17th April 2017

Key Lessons from My Leadership Development Workshop

Embrace Your Productivity Style

T-shirts labeled “One size fits all” never fit properly. The arm holes are too small, the neck opening is too large, or the sleeves are too long.

The same applies to one-size-fits-all approaches to personal productivity. Maybe you have tried to use a calendar tool you received in another leadership development workshop or those colored post-it notes that a friend recommended. If the results were disappointing, the fault is not yours—it’s the fault of tools and techniques that do not match your Productivity Style.

So instead of fighting against your natural thinking, learning, and communicating preferences, work with them. Identify your Productivity Style (you can find the link to my Personal Productivity Assessment here) and then embrace it. Use your understanding to guide the choices you make to manage your attention, invest your time, get work done, tame your inbox, and design your work space in ways that are customized for you—not for someone else.

Know Where You Really Want to Go

At the beginning of each new coaching engagement or leadership development workshop, I give my client a magic wand—an imaginary one, of course. “Ta-da!” I declare. “Today, everything in your life is exactly the way you want it!” This never fails to elicit a smile and a laugh.

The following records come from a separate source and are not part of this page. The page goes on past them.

Issue #1674, opened 2020-04-23
ColorRamp Node error when using Parameter as Factor Input


Simonrazer:
I get this error when using a Node that is tagged as a parameter as a Factor Input for the colorRamp Node: 
```
ERROR: C:\Users\SK\Desktop\Armory\blends\FPS\build_FPS\compiled\Shaders\BumpMine_mesh.frag.glsl:7: '=' : global const initializers must be constant ' const float'
ERROR: 1 compilation errors.  No code generated.


ERROR: Linking fragment stage: Missing entry point: Each stage requires one entry point

SPIR-V is not generated for failed compile or link

Compiling shader 14 of 29 (Cyl_mesh.frag.glsl).
Compiling shader 11 of 29 (BumpMine_mesh.frag.glsl) failed:
Shader compiler error.
(node:11564) UnhandledPromiseRejectionWarning: Shader compiler error.
(node:11564) UnhandledPromiseRejectionWarning: Unhandled promise rejection. This error originated either by throwing inside of an async function without a catch block, or by rejecting a promise which was not handled with .catch(). (rejection id: 2)
(node:11564) [DEP0018] DeprecationWarning: Unhandled promise rejections are deprecated. In the future, promise rejections that are not handled will terminate the Node.js process with a non-zero exit code.
Finished in 3.6821541786193848
2 warnings occurred during compilation!
Build failed, check console
```

**To Reproduce**
Use a ColorRamp node in a Material, plug a Value node into its Factor input and check the Parameter option of this Value node. Occurs on Forward & Deffered, Krom & Browser.

**Expected behavior**
No error, Parameter syncing with the logic.

**System**
Blender: 2.82
Armory: $Id: 0cdb249d80bd88c9205526171b9cbd1310fe48e7 $
OS: Win 10
Graphics card: GTX 1060

PR #1675, opened 2020-04-23
Fix value node when used with material params

MoritzBrueckner:
Fixes https://github.com/armory3d/armory/issues/1674

----

@luboslenco It looks like the ID in `arm_commit` does not use the commit hash but a hash value of the file's content(https://stackoverflow.com/a/1796675/9985959). Do you have any idea on how to improve this (git hooks maybe?) I stumpled upon this because I tried to find out which version @Simonrazer had in his issue above.
https://github.com/armory3d/armory/blob/df30e9b68158265e1fa181d3c2b43c91ece01a80/blender/arm/props.py#L13-L17

### DIFF
--- a/blender/arm/material/cycles.py
+++ b/blender/arm/material/cycles.py
@@ -1559,7 +1559,7 @@ def write_result(link: bpy.types.NodeLink) -> Optional[str]:
             res = parse_value(link.from_node, link.from_socket)
             if res is None:
                 return None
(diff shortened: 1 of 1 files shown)


luboslenco:
Hm, maybe `arm_commit` can be removed and python can handle that instead. If it's not a git repo and no commit sha is available then it's a standard release indicated by `arm_version`.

Who wouldn’t want a magic wand accompanied by a promise like that?

But then the work begins, starting with some serious questions. Now that your life is exactly the way you want it, what has changed? What does your life – professional and personal – look like and feel like? What are you doing? Who are you doing it with?

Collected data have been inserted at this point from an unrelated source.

PR #411, opened 2025-08-03
Fix minor nvimcom bugs

jalvesaq:
- Add new known bug to doc/R.nvim.txt.
- Make library description available immediately after installation.
- Require R 4.1.0 due to `\(x)` in misc.R
- More robust nvimcom unload

### DIFF
--- a/nvimcom/src/apps/data_structures.c
+++ b/nvimcom/src/apps/data_structures.c
@@ -269,7 +269,7 @@ static PkgData *get_pkg(const char *nm) {
     return NULL;
 }
 
-static char *get_pkg_descr(const char *pkgnm) {
+static char *get_pkg_descr(const char *pkgnm, int again) {
     Log("get_pkg_descr(%s)", pkgnm);
     InstLibs *il = instlibs;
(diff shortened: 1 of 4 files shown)


jalvesaq:
## Add new known bug to doc/R.nvim.txt

The wrong tree segment is displayed in the Object Browser if the last element of a library is a kind of list. Example of affected package: `vdemdata`.

## Make library description available immediately after installation

The library title is not displayed in the Object Browser when the library is loaded immediately after being installed. Example:

install.packages("ineq")
library(ineq)

## Require R 4.1.0 due to `\(x)` in misc.R

The shortcut `\(x)` requires R 4.1.0.

## More robust nvimcom unload

R freezes with the following commands:

```r
detach("package:nvimcom", unload = TRUE)
library(nvimcom)
```

nvimcom/src/apps/data_structures.c
PMassicotte, line 1: Very nice!

PMassicotte (approved):
Good job. Works fine on my side. Thank you very much.

PR #412, opened 2025-08-05
fix roxygenize function

PMassicotte:
- **refactor(roxygen): simplify function parameter parsing using vim.treesitter API**
- **refactor: remove unused format.lua module for R number formatting (already defined used in lua/r/format/numbers.lua)**
- **refactor(roxygen): simplify imports and improve code formatting**


PMassicotte:
The roxygen changes are due to breaking changes in treesitter. The function `Roxygenize` now works again.

jalvesaq:
Thanks! In a quick test, the `:Roxygenize` command gives the same result on both the "main" and the "fix-roxygenize-function" branches.  So, the pull request simplifies the code without introducing new bugs. Great!

Note: all `R.nvim` commands start with two upper case letters, "R" and the second letter. "Roxygenize" is the only command with a lower-case second letter, "o". Some commands join two names and would be strange with a lowercase second letter, for example, "RDebugInfo", "RConfigShow", "RMapsDesc".

PMassicotte:
> Note: all `R.nvim` commands start with two upper case letters, "R" and the second letter. "Roxygenize" is the only command with a lower-case second letter, "o". Some commands join two names and would be strange with a lowercase second letter, for example, "RDebugInfo", "RConfigShow", "RMapsDesc".

Thanks for the review. Tomorrow I will make the changes.

Cheers

PMassicotte:
`Roxygenize` should be `ROxygenize` right?

jalvesaq:
> `Roxygenize` should be `ROxygenize` right?

It would be more consistent with the other names.

jalvesaq:
Thanks!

It is amazing to listen to the shift in my clients’ voice as they describe their magic-wand life. There is a new tone reflecting feelings of excitement, joy, fun, meaning, and purpose.

So now it’s your turn. You have just been handed a magic wand. What do you really want? What are your dreams? Do not get bogged down in shoulds – you should want this because you are the partner in a consulting firm, you should want that because you are a loving husband or wife, son or daughter, you should want fill-in-the-blank because that is what everyone wants. Don’t should all over yourself. Instead, imagine what you really want—and get ready to go for it.

Set Your Goals and Align Your Time Spend

Once you get to the point where you can see, feel, taste, and touch your magic-wand life, set your goals and align your time spend to make that life a reality.

Write your R.E.A.D.Y. goals – Realistic, Exciting, Action-oriented, Directive, and Yours. Then Aim your time spend, matching it to your goals with your calendar as the primary tool. Think carefully about each task or project you are considering putting on your calendar. Ask yourself, “How does this task or project move me one step closer towards achieving my goals?”

Be vigilant–do not allow tasks or projects onto your calendar that do not move you closer to your goals.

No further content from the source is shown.